▸ Exercise: Show every line of the data below that includes the word "these".

Stored items:
══════════════════════════════

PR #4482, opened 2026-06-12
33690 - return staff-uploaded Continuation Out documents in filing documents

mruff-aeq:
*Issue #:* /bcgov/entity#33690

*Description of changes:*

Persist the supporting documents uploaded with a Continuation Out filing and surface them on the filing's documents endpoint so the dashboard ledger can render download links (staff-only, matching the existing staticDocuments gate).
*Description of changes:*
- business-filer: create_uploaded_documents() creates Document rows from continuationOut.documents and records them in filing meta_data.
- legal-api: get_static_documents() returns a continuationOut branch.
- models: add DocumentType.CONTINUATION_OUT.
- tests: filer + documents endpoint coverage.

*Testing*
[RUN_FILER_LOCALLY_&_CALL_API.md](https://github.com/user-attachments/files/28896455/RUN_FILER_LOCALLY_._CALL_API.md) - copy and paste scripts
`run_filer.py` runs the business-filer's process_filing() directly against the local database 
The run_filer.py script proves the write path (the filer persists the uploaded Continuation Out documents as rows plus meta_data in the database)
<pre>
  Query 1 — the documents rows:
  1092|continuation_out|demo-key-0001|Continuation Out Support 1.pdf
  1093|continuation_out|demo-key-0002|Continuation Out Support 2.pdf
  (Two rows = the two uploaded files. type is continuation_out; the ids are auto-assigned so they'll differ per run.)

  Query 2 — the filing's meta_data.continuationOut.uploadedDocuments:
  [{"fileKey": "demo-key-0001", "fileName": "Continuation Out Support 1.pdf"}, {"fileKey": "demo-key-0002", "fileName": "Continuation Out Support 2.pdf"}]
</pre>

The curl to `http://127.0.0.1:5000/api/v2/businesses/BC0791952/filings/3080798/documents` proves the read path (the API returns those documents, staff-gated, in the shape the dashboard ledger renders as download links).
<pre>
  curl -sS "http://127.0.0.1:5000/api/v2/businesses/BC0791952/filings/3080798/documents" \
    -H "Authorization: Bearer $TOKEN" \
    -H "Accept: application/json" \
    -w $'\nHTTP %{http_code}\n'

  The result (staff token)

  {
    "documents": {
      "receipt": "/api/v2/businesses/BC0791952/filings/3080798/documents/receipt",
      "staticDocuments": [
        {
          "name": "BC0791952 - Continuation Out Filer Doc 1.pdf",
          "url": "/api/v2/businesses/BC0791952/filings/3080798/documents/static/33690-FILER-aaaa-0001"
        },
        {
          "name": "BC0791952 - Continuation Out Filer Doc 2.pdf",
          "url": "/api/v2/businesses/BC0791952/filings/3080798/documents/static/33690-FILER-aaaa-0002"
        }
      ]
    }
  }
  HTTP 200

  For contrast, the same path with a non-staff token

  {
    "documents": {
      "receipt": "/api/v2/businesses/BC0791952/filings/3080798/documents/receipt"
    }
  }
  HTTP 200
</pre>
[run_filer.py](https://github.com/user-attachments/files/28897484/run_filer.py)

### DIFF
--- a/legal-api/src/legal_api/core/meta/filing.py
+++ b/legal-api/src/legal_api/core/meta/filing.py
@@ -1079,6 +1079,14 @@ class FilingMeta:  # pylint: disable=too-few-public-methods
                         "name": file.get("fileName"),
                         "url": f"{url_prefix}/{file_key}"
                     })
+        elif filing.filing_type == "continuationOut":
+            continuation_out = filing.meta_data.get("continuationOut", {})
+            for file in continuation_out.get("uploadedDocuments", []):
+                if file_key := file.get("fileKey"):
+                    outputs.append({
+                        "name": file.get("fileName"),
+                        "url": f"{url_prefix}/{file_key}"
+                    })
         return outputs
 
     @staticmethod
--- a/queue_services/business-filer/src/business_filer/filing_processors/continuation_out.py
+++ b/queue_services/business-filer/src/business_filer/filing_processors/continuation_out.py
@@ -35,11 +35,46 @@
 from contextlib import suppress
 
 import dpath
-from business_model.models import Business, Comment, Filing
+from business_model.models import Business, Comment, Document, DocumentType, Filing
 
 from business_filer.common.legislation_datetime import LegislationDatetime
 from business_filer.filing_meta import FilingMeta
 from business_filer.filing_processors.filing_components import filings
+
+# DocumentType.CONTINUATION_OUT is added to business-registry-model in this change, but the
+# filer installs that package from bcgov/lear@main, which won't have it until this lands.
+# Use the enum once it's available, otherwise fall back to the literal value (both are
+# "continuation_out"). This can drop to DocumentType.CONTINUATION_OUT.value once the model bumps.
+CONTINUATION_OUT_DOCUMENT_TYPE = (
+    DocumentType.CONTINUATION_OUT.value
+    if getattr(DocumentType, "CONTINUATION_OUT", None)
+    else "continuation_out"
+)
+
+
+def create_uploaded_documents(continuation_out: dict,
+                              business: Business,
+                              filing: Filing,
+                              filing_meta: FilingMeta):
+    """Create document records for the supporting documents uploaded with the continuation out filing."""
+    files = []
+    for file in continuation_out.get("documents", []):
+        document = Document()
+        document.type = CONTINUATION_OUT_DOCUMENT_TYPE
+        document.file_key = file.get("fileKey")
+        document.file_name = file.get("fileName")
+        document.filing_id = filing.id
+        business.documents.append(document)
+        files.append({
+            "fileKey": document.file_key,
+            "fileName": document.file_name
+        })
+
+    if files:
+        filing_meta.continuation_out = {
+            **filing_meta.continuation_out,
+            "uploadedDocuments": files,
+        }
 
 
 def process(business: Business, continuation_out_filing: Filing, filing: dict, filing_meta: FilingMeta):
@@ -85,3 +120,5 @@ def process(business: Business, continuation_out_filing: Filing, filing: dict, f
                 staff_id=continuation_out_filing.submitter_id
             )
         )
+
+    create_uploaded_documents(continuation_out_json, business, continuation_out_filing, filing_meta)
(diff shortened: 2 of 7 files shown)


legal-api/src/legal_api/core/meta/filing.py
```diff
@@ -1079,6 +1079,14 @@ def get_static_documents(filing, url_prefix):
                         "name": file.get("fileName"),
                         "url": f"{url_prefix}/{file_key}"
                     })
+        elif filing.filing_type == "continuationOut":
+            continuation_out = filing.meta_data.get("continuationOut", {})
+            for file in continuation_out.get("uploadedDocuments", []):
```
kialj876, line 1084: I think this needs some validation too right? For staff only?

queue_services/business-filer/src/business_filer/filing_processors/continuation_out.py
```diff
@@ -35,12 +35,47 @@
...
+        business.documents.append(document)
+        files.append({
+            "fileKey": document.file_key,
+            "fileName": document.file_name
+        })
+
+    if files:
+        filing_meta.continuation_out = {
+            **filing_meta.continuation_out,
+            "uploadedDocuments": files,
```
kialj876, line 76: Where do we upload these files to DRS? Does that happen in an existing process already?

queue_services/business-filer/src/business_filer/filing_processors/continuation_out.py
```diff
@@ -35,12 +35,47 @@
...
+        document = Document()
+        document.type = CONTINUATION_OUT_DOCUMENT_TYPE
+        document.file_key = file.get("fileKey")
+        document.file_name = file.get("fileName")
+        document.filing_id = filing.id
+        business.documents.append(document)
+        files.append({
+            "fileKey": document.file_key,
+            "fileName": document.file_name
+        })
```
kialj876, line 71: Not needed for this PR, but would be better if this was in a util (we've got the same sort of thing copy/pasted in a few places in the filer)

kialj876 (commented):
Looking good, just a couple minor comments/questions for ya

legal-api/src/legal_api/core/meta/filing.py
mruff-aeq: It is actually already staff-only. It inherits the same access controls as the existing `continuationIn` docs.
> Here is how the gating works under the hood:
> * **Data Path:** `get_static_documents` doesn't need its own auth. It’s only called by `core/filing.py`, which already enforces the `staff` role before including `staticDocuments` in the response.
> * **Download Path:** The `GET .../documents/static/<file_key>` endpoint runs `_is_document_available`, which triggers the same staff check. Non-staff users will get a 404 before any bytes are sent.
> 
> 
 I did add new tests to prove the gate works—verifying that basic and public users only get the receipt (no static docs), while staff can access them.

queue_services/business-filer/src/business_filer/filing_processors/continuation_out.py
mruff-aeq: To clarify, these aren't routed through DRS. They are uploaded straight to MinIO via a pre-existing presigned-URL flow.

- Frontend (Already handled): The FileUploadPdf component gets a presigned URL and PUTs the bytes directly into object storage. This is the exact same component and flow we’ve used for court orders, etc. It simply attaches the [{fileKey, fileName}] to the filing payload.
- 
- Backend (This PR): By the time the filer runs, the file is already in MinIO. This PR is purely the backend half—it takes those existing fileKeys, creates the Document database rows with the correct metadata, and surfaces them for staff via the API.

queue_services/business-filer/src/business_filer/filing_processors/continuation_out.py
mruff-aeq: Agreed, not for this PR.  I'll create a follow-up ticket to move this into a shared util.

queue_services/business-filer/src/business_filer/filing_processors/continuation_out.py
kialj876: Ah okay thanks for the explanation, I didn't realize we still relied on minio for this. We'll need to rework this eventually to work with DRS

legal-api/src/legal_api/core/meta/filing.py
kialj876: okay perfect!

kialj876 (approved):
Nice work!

══════════════════════════════

▸ Answer:
kialj876, line 76: Where do we upload these files to DRS? Does that happen in an existing process already?
mruff-aeq: To clarify, these aren't routed through DRS. They are uploaded straight to MinIO via a pre-existing presigned-URL flow.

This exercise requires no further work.